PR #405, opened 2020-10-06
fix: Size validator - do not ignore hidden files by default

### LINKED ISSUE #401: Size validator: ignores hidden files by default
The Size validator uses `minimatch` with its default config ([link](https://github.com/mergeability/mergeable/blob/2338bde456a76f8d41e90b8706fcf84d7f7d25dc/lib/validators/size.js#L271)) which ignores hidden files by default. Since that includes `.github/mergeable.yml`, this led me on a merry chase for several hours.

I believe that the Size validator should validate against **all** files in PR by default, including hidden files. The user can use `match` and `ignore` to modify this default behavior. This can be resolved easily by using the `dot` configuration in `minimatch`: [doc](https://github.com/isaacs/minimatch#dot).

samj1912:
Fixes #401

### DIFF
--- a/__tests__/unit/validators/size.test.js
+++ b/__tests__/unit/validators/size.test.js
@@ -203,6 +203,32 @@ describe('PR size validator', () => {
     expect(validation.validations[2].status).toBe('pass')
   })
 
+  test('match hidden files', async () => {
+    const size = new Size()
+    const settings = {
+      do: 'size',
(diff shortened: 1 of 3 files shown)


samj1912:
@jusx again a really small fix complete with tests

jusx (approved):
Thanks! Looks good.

::::

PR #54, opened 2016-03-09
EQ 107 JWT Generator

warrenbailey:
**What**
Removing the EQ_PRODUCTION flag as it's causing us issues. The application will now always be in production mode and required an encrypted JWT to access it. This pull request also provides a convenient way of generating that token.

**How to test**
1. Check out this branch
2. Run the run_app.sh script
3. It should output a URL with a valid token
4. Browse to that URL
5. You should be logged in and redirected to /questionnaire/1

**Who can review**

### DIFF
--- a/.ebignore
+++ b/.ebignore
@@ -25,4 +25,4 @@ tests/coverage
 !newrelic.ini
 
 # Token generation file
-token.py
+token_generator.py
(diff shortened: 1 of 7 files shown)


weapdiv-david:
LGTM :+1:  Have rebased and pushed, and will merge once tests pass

::::

§ **WORK REQUEST**:
Every line above from the line with "5. You should" to the line with "once tests pass", inclusive, must be returned exactly; no other line belongs in the reply.

§ **RESPONSE TO THIS TASK**:
5. You should be logged in and redirected to /questionnaire/1

**Who can review**

### DIFF
--- a/.ebignore
+++ b/.ebignore
@@ -25,4 +25,4 @@ tests/coverage
 !newrelic.ini
 
 # Token generation file
-token.py
+token_generator.py
(diff shortened: 1 of 7 files shown)


weapdiv-david:
LGTM :+1:  Have rebased and pushed, and will merge once tests pass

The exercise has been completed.